Descriptores: Salud mental. Familia. Servicios de Salud Mental.

INTRODUCTION

Recent changes in mental healthcare have established people with mental disorders and their relatives as the protagonists in a process that seeks to innovate the forms of care, and are also supported by the mental healthcare professionals working in many different scenarios, aiming at helping this population to be welcomed, to bond, and to become responsible members of society, within the boundaries of healthcare ethics.

Psychiatric care in the past was characterized by excluding families from supporting their relatives during psychiatric treatment. One of the causes thought to be responsible for the development of mental disorders was the negligence of the family regarding moral issues and lack of education. Therefore, the proposed treatment for those who suffered from mental illness included social isolation, vigilance and time spent in psychiatric institutions that sought to provide reeducation to mental patients through rigid routines and inflexible regulations; the hospital institution was tasked with guaranteeing an environment ruled by discipline(1).

The family was excluded from visiting their loved ones at the psychiatric hospital whenever the patients experienced a remission in their psychic disorders, in order to avoid episodes that could hamper the treatment plan proposed by the physicians. Therefore, the family was not a part of the care provided to the mental patient.

Therefore, the family was stigmatized and, as a consequence, there were a large number of people living in psychiatric institutions due to the rupture of these family bonds; some of these people suffered due to decreased communication between its members and the institution, in addition to the sparse knowledge regarding psychiatric disorders. However, following the transformations in the mental healthcare field after the 1970s, the family was invited to play an active role in supporting and treating the person undergoing psychic suffering.

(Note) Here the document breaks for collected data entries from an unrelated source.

PR #781, opened 2016-05-28
Add new pgprs package; correct connectwizard test; remove old pgprs API

rserwin1:
Adds pgprs-2.0 package, removes test for presence of /usr/sbin/pgprs-shell from connectwizard and deletes pgprs-shell altogether.
I could not find the old pgprs directory which used to be in /lib/modules/all-firmware.  I see that all-firmware became "modem-firmware", but I could not find that, either.  That directory should be removed, wherever it is.  However, to preserve the old/original version, it could be made into a pet package.  Let me know if you want me to make such a pet package, if one has not already been made.

BTW, this includes the first 3 commits on May 27, which should be removed or ignored.  I inadvertently tried to update connectwwizard in kernel-skeleton instead of root-skeleton.  I created an empty file, uploaded my new version, then deleted it.
R


01micko:
Never mind about those deleted files, they show up in the commit log anyway; doesn't matter.

I'll merge this but what do think about changing the icon to /usr/share/pixmaps/puppy/phone_mobile.svg or wireless.svg?

The reason is that mini-icons look terrible if the user has a touch screen theme and the jwm menu is enlarged to 32px (or more).

rserwin1:
I am open to that.  I will add that to my branch and create a new puull request, now that you have merged the this pull.  The "wireless" icon looks good.  That will be consistent with the icon in connectwizard. 
R

01micko:
It is best to use the full path for the svg icons. :smiley:

PR #800, opened 2016-06-10
Update AppRun and rc.sysinit

rserwin1:
AppRun was left out of the interface updates related to connectwizard.
Rc.sysinit is updated to support USB3 driver module and to check for frisbee as the active network manager.
AppRun requires execute permission, but rc.sysinit does not.

### DIFF
--- a/woof-code/rootfs-skeleton/etc/rc.d/rc.sysinit
+++ b/woof-code/rootfs-skeleton/etc/rc.d/rc.sysinit
@@ -91,6 +91,8 @@
 #130618 3builddistro sets 'DEVTMPFSFLG' variable.
 #130629 need directory /tmp/pup_event_ipc, to support new pup_event IPC.
 #130630 bring back tmpfs on /tmp for full HD installation.
+#160609 rerwin: Add wait for USB3 driver.
+#160609 rerwin: ignore frisbee as default if not active.
 
 #unset TZ #100319 busybox hwclock gives priority to this (rather than /etc/localtime) and 'init' has set it wrong.
 #...comment-out for now. note, TZ now set in rc.country.
@@ -498,7 +500,7 @@ if [ "$PCIPCMCIA" != "" ];then #this may be slow to respond.
   echo -n " $WAITCNT" >/dev/console
  done
 fi
-PCIUSB="`elspci -l | grep -o -E '0C0300|0C0310|0C0320'`"
+PCIUSB="`elspci -l | grep -o -E '0C0300|0C0310|0C0320|0C0330'`" #160609
 #note, if initrd then usb-storage will have already loaded...
 USBBUILTIN='no'
 if [ "`modinfo ehci_hcd 2>/dev/null`" = "" ];then #110712 130201 shut this up.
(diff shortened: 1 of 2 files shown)


wdlkmpx:
Some radical changes are happening in another branch ( https://github.com/puppylinux-woof-CE/woof-CE/tree/rationalise ) where rc.sysinit has been replaced with the contents of woof-code/huge_extras/rc.sysinit ( https://github.com/puppylinux-woof-CE/woof-CE/blob/testing/woof-code/huge_extras/rc.sysinit )

This situation led to many confusion in the past, so it's being addressed but the outcome will take some time, some breakage is about to happen thanks to me.

Also there is a blog post 
http://blog.puppylinux.com/

micko should open a thread about this on the forum

wdlkmpx:
It merged into "rationalise" quite well..

The git commit history shows the author, so there's no need add extra comments, also to prevent the huge wall of comments about every change change at the beginning of every puppy script, a comment should be added to the corresponding code.. but to explain what it does, or clarify, something like this:

	#                               unknown|unknow|unknow|usb3
	PCIUSB="`elspci -l | grep -o -E '0C0300|0C0310|0C0320|0C0330'`"

rserwin1:
Regarding the history comments at the beginning of some scripts, are we 
to no longer track history there?  That does make sense if we now 
consider the git repository as maintaining the history.

As far as embedding explanatory comments within the code, I have been 
taking my cue from Barry's apparently minimalist approach to that, 
probably to keep scripts from getting too large, with comments.  I am 
fine, with commenting in place.

Regarding commit comments, I would add them only if I needed further 
explanation pertinent to integrating a fix.  But for the pull request, 
that is where I try to "sell".the fix or to add detail for the request.


wdlkmpx wrote:

wdlkmpx:
Well, when I read a script, i rarely look at the comments unless there
is some kind of design explanation, I just try to understand it as is,
and I  usually also delete commented out code to make the screen look
cleaner, change identantion, and it's ready to be read by me.

And when I write code, I rarely comment.. of course that's my style.
When I comment I only do it in place, most code doesn't need
explanation, it just needs to be well written and formatted, for some
obscure details... comments are needed, and that's when I comment.

Of course that's my style, woof-CE hasn't defined a coding style yet..
and I doubt it will ever do..

01micko:
Well I like everything nested tab (4 spaces) indented which I believe is fairly common.

As for comments, Barry used to put the changelog at the top of the script. This goes back to the 'unleashed' build system which was not in a VCS. Also Barry had the habit of just commenting out old code and replacing it with new code in the next block - not ideal. It just adds bloat.

As for general comments, here's my take - (and my memory isn't the best!)

> Comments are a Good Thing. You may have understood the script perfectly when you wrote it. But six months from now it could look like modem noise.

by [Bruce Barnet](http://www.grymoire.com/Unix/Sed.html)

rserwin1:
I concur with your style, completely.

wdlkmpx wrote:

rserwin1:
I will keep in mind the need for "memory joggers".  I see and have used 
indentations of both one and four spaces.  I think four is better 
because that leaves single-space indentation for continuation of 
statements using "\".  I wil go that way.


Mick Amadio wrote:

PR #802, opened 2016-06-12
Kicked RHEL and Scientific Linux support

dimkr:
Anything I've missed?


wdlkmpx:
It looks good, if there is anything else.. it's probably in packages-templates, but that requires a closer look, I removed some stuff with the mageia label though

PR #808, opened 2016-06-15
Update Packages-puppy-noarch-official

peabee:
get_libreoffice-0.40


01micko:
Thanks! In future though (after we sort out `rationalise` branch) I think it should go to `rootfs-packages`.

peabee:
If rootfs-packages continues to grow there needs to be a better 
mechanism in 3builddistro-Z to select items from the multiple choices

Best would be an extension to the syntax of DISTRO_PKGS_SPECS-** to 
specify packages are obtained from rootfs-packages

2nd best would be to have a separate config file with choices in it

3rd best would be to have existing check box mechanism but have all 
items selected by default...

PR #1085, opened 2017-09-11
Create 2create_download_list_pkgs

peabee:


wdlkmpx:
This looks like something that can go in 2createpackages.. with a
param like downloaded or downloaded_only. I can merge the pr as is or
i can integrate the script into 2createpackages. WhatsApp do you think

peabee:
I'm happy for it to go into 2createpackages as an option - but 2createpackages needs some --help to explain what the options do??

peabee:
Wow - 2createpackages makes my brain hurt! ;-)
However there is a loop at lines 935-940 that could do my selective build....
"Just" need to get the contents of /status/download_list into /tmp/2createpackages-redo in the correct format and then make sure that nothing else is run if a parameter of downloaded is given....

PR #1093, opened 2017-10-15
Update Original Pup

peabee:
To ensure switching from and to other themes is consistent


zigbert:
No big deal, but the aero cursor theme has never been used in the old Puppies. Keeping this empty will use the already defined cursor theme.

What we need is an option to revert to the original X theme.
I'll look at that...

PR #1096, opened 2017-10-31
bring back the woofwoof,

mrfricks:
it's part of puppy's identity! plus the new sound really is rubbish!!!
shame on you wdlkmpx :p


wdlkmpx:
image

There were better sounds than that barking piano, but that one happened to be small enough. How an annoying sound can be so important?

The distro should be renamed to Easy OS or something, or yet another fork should fix this, then we won't have to worry about really childish stuff. Funny one would think that most p***y users are children, but according to what i read in the p****y forum, most are grandpas.. that should know better.

Do you realize how awful a bark is.. Think of death metal and hear the growls. I downloaded a technical death metal album expecting the best, but damn, the constant and rabid growls and barkz didn't let me hear the instruments. Even a cookie-monster voice is not as bad as rabid growls and barks from the underworld, in fact it even sounds melodic such as in 'Prelude to a suicide' https://m.youtube.com/watch?v=_qJFWKEn99w

In contrast, 'Angel' [ https://m.youtube.com/watch?v=aAkH2RP-FLM ] is
a good example of how to sing with power without trying to sound like a wild animal..

PR #1098, opened 2017-11-06
Update DISTRO_SPECS

peabee:
Remove old BUILD_FROM_WOOF= as ./merge2out does not update it

### DIFF
--- a/woof-distro/x86/ubuntu/xenial/DISTRO_SPECS
+++ b/woof-distro/x86/ubuntu/xenial/DISTRO_SPECS
@@ -10,7 +10,6 @@ DISTRO_FILE_PREFIX='xenial'
 DISTRO_COMPAT_VERSION='xenial'
 #read by /usr/bin/xwin to bypass Xorg Wizard at first boot:
 DISTRO_XORG_AUTO='yes'
-BUILD_FROM_WOOF='testing;61d7002;2015-11-03 06:44:22 +1000'
 DISTRO_KERNEL_PET='Huge_Kernel'
 DISTRO_DB_SUBNAME='xenial'
 DISTRO_ARCHDIR='i386-linux-gnu'


mavrothal:
The BUILD_FROM_WOOF info is automatically edited by merge2out (#L286-291). 
Unless a specific puppy is  edited manually outside the woof-CE git the actual entries in the DISTRO_SPECS files in woof do not matter. 
In puppies edited outside woof, no mater what the "fixed" entry is, it  will be misleading in the sense that the build  is  not reproducible from that git version. 
So better be an ancient one, or maybe remove that entry totally in these cases.

peabee:
Maybe #L289 that deletes any BUILD_FROM existing should be outside the if clause - I believe this is the only aspect of the build process that requires git and therefore devx - so if devx is not loaded the old BUILD_FROM line does not get deleted and no error is thrown so the builder is not alerted there is a "problem" as the build completes successfully.

ninaholic:
I saw that xenialpup-7.0.8.6.iso showed up with "testing;61d7002" in /etc/DISTRO_SPECS too and when I tried to find that commit in woof-CE it was from pre-Master and even pre-Legacy:

https://github.com/puppylinux-woof-CE/woof-CE/commit/61d7002 https://github.com/puppylinux-woof-CE/woof-CE/tree/61d7002

This was quite confusing. Is newest xenialpup really made from woof-CE from November 2015? I think this BUILD_FROM_WOOF line should be removed too so it can be replaced with real commit.

mavrothal:
The BUILD_FROM line only requires git which presumably you have to clone the woof git. 
I think in the Xenial case Phil may never cloned woof but just downloaded the tarbal. Thus the failure. 
Instead of taking it out maybe add and else in the clause 
```
else
      echo "BUILD_FROM_WOOF=No woof-CE-git info available" >> ${WOOF_OUT}/DISTRO_SPECS
```
or something

mavrothal:
I committed d5db90b
change/edit as needed

PR #1100, opened 2017-11-08
slacko 14.1: fix/revert dbus_slack

ninaholic:
The "machine-id" part of this patch has never worked for me in 14.1: https://github.com/puppylinux-woof-CE/woof-CE/commit/d23a3ed987320f8bde804c47530e1d2e2b6a1270

https://ibb.co/d0W3Lw

Ignoring the code for 14.1 with if statement (behavior before patch) is one way that seems to fix.

### DIFF
--- a/woof-code/packages-templates/dbus_slack/FIXUPHACK
+++ b/woof-code/packages-templates/dbus_slack/FIXUPHACK
@@ -4,6 +4,9 @@
 mkdir -p etc/init.d
 mv etc/rc.d/* etc/init.d/
 find etc/init.d -type f -name '*.new' -delete # may or may not be there
-mkdir -p var/lib/dbus/ 
-touch var/lib/dbus/machine-id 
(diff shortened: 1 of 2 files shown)


mavrothal:
It would be a good idea not to put 2 unrelated commits in the same pull. 
If in doubt for one will stall the other too.

ninaholic:
Thanks @mavrothal I will try to separate them now :)

ninaholic:
The strangest part is that 6.3.2 was released after this patch (I think) yet it somehow works... will have to investigate why as I always got dbus error in 14.1 with this new template :thinking:

ninaholic:
Another way to fix seems to be to run **dbus-uuidgen > /etc/machine-id** at startup after, but I think this "blank uuid" should be removed in 14.1 anyway because of fatal bugs in screenshot :thinking: 

screenshot

PR #1111, opened 2017-12-06
Kernel kit changes

woodenshoe-wi:
Over the summer I got kernel-kit to cross compile kernels with AUFS for Raspberry Pi.

I finally made the changes into proper commits.


wdlkmpx:
I read the whole diffs.. and the changes look good. But i can't test and look out for bugs atm.. but i think i'll merge them anyway

woodenshoe-wi:
There is no hurry, so take as long as you want.

PR #1112, opened 2017-12-06
Zip file frugal install for Raspberry Pi

woodenshoe-wi:


initrd-progs/0initrd/init
```diff
@@ -1317,7 +1317,11 @@ if [ "$PUPSAVE" ];then #refine pupmode
  #   we must check if it's located in a flash storage device
  #   in order to change the $SAVE_LAYER to /pup_ro1
  PUPSAVE_DRV=$(echo $PUPSAVE | cut -f1 -d ',')
- PUPSAVE_DRV=${PUPSAVE_DRV:0:3} #sda1 -> sda TODO: needs a proper fix
+ if [ "${PUPSAVE_DRV:0:3}" = "mmc" ];then
```
mavrothal: Any chance that this might affect a laptop/chromebook booting from mmc?

woodenshoe-wi: Absolutely.

The problem was that when the Raspberry Pi boots from mmcblk0p1 PUPSAVE_DRV gets set to 'mmc' which doesn't exist, and PUPSAVE_MEDIA would not be set to usbflash.

If laptops/chromebooks boot from mmcblk0p1 they would have been experiencing the same problem, if they boot from a device literally called 'mmc' then I don't know what the effects are, but I can't test it because I don't have an affected laptop/chromebook.

wdlkmpx: That is actually a bugfix. I had identified that issue but never bothered to fix it myself, like some other bugs i know about

gyrog: Perhaps a more generalised solution might be code like the following:
if [ ! -d "/sys/block/$PUPSAVE_DRV" ];then #not device e.g. sr0, assume partition
 PUPSAVE_DRV="${PUPSAVE_DRV%[0-9]}"; PUPSAVE_DRV="${PUPSAVE_DRV%[0-9]}"; PUPSAVE_DRV="${PUPSAVE_DRV%[0-9]}" #remove upto 3 trailing digits
 [ "${PUPSAVE_DRV:0:3}" = "mmc" ] && PUPSAVE_DRV="${PUPSAVE_DRV%p}" #remove any trailing 'p'
fi

woodenshoe-wi: If someone wants to fix the init script in a different way than 43c95aa let me know when it's fixed and I will cherry pick the other commits and reissue the pull request without 43c95aa

Until this is fixed I would not be comfortable merging the zip file builds anyway.

gyrog: I suggest that you don't wait.
Rather change the line:
if [ "${PUPSAVE_DRV:0:3}" = "mmc" ];then
to:
if [ "${PUPSAVE_DRV:0:6}" = "mmcblk" ];then
Then there is less chance of clashing with some other completely different device that happens to start with "mmc".
Since the way partitions are named for "mmc" devices is different from "sd" devices, there may be no simple clean code that works for all devices.
Despite it's limitations, the current code has been working reliably for most folk.
I think your patch wouild work just as reliably in the real world, unless you can imagine there being a machine with a "mmcblk10" device (i.e. at least 11 "mmc" devices).

woodenshoe-wi: I am not in any hurry, and I discovered that I have to add gdb-python to the devx or the debugger won't work, so I will try another build with your suggested solution and if I don't have any typos I will reopen the pull request then.

PR #1114, opened 2017-12-09
slacko 14.0 - _00build.conf with extra commands

ninaholic:
I notice this option when looking at mrfricks xenialpup commits, seems like a great idea, which makes easier to fix some things. I started with these:

1. Some programs/libraries have dependencies that are not met, sometimes because lib is wrong version, the biggest offender probably being the 1.2MB x264 binary: http://murga-linux.com/puppy/viewtopic.php?p=976194#976194

2. Pmusic is already part of OpenWith from the PMUSIC_TRAY pet, this deletes duplicate OpenWith entry, and adds one for gnome-mplayer

3. Some programs (xarchive) look for 7za instead of 7z, and will not open 7z archive without finding it. Also added an icon for 7z files so it doesn't show up as unknown

4. the e3 binary can't be stripped or you get "segmentation error", this was fixed then removed from woof-CE so I bring it back for 14.0 specifically

Might add more later or try to fix some things in Devuan next. Tested a build with this and the EXTRA_COMMANDS did work as expected :smile:

### DIFF
--- a/woof-distro/x86/slackware/14.0/_00build.conf
+++ b/woof-distro/x86/slackware/14.0/_00build.conf
@@ -1,0 +1,244 @@
+#
+#  persistent configuration options
+#
+#  see also DISTRO_SPECS DISTRO_PET_REPOS DISTRO_COMPAT_REPOS-*
+#
+#  **NOTE**: check the original file every once in a while
+#            settings might be added or removed...
+#
+
+#----------------
+#support/findpkgs (called by most scripts)
+#----------------
+## set to 'yes' to speed up process..
+USE_FINDPKGS_SEARCH_HELPER=yes
+USE_FINDPKGS_DEP_HELPER=yes
+
+#----------------
+# 2createpackages
+#----------------
+# binaries are usually already stripped. set to 'no' to speed up process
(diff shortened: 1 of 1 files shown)


mavrothal:
I think this may not be the best approach because then someone has to maintain 3-13 _00build.conf files or they'll stay behind. Might be better to use a patch file for the specific puppy version instead of the full _00build.conf and add the patching command merge2out.
Let's think of a it for a couple of days and if nobody else pulls/closes this or comment, I'll pull it

wdlkmpx:
Slacko 14.0 is not supported anyway so anything that goes in there doesnt really matter. I think i deleted it twice before bringing it back again. It's a good idea to open a thread about the new slacko 14.0 for retro machines, with xorg XAA  accelaration. With dpup having precise's as an alt xorg server by default i couldnt care less about the rest.

Regarding devuan, im not sure youd want to maintain that thing, but it can also be possible. Then there is dpup which i'll keep updating to come with lxde as the only possible option with my favorite apps wiping most puppy stuff, but i'll do it in a w subdir or something, then someone could invite radky to place his stuff in the default dpup build.

PR #1125, opened 2018-01-07
stretch and puduan: fix some menu entries

ninaholic:
to remove % and bad xcalc


wdlkmpx:
jwm should ignore %f %F %u %U, it's really simple.

that way there's no need to alter desktop files. pcmanfm recognizes all those %* and can work without them. it's getting harder and harder to keep the fondness for jwm.

key scripts are 2createpackages and installpkg.sh

PR #1127, opened 2018-01-09
Update probepart

peabee:
See: http://www.murga-linux.com/puppy/viewtopic.php?p=979709#979709
corrects problem with partview after creating an encrypted savefile

### DIFF
--- a/woof-code/rootfs-skeleton/sbin/probepart
+++ b/woof-code/rootfs-skeleton/sbin/probepart
@@ -91,7 +91,7 @@ else
 	fi
 	#devices that have partitions... 
 	#130127 screen out sr0-sr9. early kernels do not have these in /proc/partitions, 3.2+ do, which causes desktop icon to not appear when audio-cd inserted.
-	PARTITIONS="`cat /proc/partitions | tr -s ' ' | cut -f 4-5 -d ' ' | grep -vE ' loop| ram| zram| sr'`" #each line ex: 16076800 sda5
+	PARTITIONS="`cat /proc/partitions | tr -s ' ' | cut -f 4-5 -d ' ' | grep -vE ' loop| ram| zram| sr| dm-'`" #each line ex: 16076800 sda5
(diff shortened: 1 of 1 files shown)


mavrothal:
Come to think of it I believe this is the wrong way around it.
We do not want to hide luks encrypted volumes. We have to teach apps how to handle them.
Not only partview but also pmount and pup_event to show them on the desktop and (un)mount as needed.
Here is a fast patch for partview.
Analogous thinks can be done for pMount/pup_event and friends
```
diff --git a/woof-code/rootfs-skeleton/usr/sbin/partview b/woof-code/rootfs-skeleton/usr/sbin/partview
index cb531b7..0728c29 100755
--- a/woof-code/rootfs-skeleton/usr/sbin/partview
+++ b/woof-code/rootfs-skeleton/usr/sbin/partview
@@ -33,10 +33,12 @@ do
    if probedisk $ATAG | grep -q '|optical' ; then
      ASIZE=4300000
      [ "`dvd+rw-mediainfo /dev/${ATAG} 2>&1 | grep 'non-DVD'`" != "" ] && ASIZE=700000
-   fi
+   fi ;;
+   dm-*) ATAG="$(df |grep \/luks| cut -f1 -d ' '| cut -f 3-5 -d /)" ;;
  esac
  AFPATTERN="^/dev/$ATAG "
  AUSED=`df -k | grep "$AFPATTERN" | head -n 1 | tr -s " " | cut -f 3 -d " "`
+ [ "$AUSED" ] && [ "$(echo -n "$AFPATTERN" | grep \/luks)" != "" ]  && ATAG="luks-fs"
  if [ ! "$AUSED" ];then
   MNTSTATUS='(not mounted)'
   mkdir -p /mnt/$ATAG
```

wdlkmpx:
With this very probepart script, I saw a lot of dm- devices on android.

I think the p-v-m misbehaves when it has to deal with luks-encrypted partitions, but the rox desktop works ok. It's a while since i had a savefile to test with.

PR #1131, opened 2018-01-22
slacko 14.0: optimize

ninaholic:
A few larger things that were removed in slacko 5.7 package-templates to save size


ninaholic:
actually all these together only saved about 625K as super xz compression sfs, probably not worth it. Someone can reopen this if they want  :laughing:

Regulation SNAS 224/92, which outlines the rules that govern the substitutive services in relation to psychiatric hospitals, covers issues such as universality, hierarchy, regionalization and integrality of actions. It also indicates that the services must offer alternative methods and techniques aimed at providing healthcare, as well as multiprofessional aspects and social participation emphasizing the importance of elaborating mental healthcare policies and social control. It states that the local regulatory agencies are responsible for complementing the current regulation and evaluating the service providers(2).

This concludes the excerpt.